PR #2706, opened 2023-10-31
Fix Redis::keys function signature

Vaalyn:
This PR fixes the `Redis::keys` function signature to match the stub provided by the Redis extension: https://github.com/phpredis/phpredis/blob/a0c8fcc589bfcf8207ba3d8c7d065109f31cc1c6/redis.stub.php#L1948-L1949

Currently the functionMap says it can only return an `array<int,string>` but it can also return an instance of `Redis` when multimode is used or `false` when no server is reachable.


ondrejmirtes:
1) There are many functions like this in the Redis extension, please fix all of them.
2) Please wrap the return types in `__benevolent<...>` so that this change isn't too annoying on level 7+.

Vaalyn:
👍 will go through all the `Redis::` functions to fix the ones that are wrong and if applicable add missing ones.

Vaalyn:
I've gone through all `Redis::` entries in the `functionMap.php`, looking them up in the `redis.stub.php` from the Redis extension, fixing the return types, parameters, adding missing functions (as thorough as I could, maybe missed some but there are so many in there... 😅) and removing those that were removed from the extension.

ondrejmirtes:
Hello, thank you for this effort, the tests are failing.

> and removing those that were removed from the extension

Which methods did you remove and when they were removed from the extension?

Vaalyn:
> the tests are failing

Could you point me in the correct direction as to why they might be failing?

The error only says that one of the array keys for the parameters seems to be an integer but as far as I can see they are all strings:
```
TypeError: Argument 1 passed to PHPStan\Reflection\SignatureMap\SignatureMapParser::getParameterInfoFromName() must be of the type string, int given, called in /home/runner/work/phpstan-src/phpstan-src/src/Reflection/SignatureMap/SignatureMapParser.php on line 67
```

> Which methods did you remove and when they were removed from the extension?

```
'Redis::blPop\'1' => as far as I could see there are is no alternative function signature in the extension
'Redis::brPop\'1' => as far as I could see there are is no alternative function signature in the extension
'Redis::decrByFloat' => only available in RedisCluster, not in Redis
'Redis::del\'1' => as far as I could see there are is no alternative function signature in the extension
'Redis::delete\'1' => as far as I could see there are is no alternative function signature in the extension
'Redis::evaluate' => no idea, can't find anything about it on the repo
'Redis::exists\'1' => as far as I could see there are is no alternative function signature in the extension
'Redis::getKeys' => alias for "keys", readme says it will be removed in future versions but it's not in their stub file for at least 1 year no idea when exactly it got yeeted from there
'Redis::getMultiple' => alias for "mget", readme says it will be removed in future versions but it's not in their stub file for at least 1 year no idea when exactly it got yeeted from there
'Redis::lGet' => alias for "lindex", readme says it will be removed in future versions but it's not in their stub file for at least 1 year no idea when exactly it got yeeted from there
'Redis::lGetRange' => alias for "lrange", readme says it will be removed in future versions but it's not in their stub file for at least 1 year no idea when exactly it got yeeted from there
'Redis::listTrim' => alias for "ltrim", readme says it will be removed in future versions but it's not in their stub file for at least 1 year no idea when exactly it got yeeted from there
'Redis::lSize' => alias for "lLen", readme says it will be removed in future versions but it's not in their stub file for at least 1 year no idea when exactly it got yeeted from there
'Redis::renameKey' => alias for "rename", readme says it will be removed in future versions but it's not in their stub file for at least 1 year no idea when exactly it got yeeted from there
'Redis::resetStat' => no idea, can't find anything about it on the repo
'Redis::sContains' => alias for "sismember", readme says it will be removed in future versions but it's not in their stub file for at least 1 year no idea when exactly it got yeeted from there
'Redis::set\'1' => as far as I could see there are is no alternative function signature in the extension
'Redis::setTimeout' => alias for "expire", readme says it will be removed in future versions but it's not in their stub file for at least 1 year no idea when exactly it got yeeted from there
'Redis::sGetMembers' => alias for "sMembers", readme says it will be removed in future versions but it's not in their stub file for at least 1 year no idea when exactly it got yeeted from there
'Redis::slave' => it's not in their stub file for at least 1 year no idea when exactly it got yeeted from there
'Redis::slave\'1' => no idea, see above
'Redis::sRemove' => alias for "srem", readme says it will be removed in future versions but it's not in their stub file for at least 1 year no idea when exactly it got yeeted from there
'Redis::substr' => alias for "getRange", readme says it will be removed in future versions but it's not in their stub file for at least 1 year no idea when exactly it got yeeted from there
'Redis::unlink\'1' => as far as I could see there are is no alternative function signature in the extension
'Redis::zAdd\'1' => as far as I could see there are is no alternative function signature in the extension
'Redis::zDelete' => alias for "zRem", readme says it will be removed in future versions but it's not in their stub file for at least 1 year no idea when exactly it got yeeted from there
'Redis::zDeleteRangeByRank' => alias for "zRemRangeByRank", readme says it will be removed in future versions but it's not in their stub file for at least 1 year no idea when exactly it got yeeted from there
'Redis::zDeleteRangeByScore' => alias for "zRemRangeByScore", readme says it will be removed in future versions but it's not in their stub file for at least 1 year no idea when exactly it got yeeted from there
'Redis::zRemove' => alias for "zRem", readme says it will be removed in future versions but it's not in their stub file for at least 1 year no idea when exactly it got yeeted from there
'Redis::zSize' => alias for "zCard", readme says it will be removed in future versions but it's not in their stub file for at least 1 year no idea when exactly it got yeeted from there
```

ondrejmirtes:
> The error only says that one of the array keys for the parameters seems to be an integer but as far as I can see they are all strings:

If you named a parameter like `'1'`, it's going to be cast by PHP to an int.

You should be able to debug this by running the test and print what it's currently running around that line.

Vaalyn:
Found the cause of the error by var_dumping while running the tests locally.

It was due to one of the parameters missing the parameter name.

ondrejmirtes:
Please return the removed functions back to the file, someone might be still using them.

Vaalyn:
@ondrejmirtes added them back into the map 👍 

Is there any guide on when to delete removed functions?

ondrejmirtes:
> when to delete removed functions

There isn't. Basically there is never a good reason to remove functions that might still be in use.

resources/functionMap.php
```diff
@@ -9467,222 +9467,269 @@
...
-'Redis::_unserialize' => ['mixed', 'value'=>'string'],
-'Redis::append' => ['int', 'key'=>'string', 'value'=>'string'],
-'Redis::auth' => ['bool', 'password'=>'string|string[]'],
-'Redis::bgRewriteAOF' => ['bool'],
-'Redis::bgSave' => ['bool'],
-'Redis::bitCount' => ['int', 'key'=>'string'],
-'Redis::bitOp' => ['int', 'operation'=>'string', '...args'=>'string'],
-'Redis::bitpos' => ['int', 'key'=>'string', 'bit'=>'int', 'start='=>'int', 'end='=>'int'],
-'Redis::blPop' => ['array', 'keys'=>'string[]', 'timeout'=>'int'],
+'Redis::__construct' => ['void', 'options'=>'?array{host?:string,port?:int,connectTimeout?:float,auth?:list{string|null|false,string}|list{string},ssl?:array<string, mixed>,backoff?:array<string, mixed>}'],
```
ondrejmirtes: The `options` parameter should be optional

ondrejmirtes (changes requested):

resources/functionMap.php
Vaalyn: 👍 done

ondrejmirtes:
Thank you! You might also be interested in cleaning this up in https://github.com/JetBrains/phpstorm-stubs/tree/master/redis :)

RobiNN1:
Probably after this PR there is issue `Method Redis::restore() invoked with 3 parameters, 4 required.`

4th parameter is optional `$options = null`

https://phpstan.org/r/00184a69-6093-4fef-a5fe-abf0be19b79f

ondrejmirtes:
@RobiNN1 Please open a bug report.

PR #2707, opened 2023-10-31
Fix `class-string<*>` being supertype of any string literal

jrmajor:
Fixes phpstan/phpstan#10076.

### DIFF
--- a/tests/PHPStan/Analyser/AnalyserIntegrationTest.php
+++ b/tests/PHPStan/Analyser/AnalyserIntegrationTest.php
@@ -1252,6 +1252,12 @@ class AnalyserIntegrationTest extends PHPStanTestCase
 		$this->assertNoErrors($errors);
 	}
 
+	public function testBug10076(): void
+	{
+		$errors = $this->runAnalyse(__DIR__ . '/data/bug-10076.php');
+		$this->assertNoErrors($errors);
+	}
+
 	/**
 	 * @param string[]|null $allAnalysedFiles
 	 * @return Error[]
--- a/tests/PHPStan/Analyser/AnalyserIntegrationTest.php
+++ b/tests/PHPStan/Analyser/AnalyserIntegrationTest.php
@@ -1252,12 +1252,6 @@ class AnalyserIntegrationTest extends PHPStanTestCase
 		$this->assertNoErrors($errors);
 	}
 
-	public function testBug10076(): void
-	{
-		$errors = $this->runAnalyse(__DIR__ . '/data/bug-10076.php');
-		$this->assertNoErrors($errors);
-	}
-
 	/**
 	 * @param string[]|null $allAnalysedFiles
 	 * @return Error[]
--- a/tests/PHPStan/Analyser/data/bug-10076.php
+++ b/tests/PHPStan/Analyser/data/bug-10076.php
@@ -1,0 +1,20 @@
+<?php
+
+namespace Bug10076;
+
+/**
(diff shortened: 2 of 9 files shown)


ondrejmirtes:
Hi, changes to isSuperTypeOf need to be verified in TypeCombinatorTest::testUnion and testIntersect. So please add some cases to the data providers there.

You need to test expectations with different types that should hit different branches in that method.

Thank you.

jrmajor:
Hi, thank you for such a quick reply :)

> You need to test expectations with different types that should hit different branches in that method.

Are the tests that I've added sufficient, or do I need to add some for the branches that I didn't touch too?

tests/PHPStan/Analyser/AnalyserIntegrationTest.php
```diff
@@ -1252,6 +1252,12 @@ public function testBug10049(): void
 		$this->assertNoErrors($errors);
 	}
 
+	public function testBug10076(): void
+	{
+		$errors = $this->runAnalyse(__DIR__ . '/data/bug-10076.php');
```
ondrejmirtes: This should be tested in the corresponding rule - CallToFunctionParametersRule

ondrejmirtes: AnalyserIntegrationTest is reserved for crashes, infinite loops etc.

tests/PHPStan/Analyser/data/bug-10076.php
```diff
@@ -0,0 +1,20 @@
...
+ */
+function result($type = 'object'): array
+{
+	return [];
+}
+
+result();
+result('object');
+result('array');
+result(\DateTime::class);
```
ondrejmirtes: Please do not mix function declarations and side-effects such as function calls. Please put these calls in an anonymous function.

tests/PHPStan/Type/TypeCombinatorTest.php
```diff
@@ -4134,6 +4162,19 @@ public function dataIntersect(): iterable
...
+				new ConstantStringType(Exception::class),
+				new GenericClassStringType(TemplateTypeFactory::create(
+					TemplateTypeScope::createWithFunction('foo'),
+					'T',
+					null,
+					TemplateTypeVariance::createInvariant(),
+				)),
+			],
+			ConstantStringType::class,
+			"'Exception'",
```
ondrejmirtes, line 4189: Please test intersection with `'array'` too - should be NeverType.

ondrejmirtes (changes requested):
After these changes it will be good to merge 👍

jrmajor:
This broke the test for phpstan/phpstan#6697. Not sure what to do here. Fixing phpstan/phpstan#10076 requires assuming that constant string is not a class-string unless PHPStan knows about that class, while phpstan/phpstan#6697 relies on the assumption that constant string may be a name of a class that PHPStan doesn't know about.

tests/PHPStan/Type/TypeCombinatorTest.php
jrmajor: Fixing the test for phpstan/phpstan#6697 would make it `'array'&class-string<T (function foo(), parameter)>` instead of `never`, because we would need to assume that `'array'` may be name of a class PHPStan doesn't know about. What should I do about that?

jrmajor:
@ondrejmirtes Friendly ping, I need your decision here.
● ● ● ● ●
> **EXERCISE DETAILS**
Your answer should be one number, the count of lines in the records that contain the word "know".

> **WRITTEN RESPONSE**
2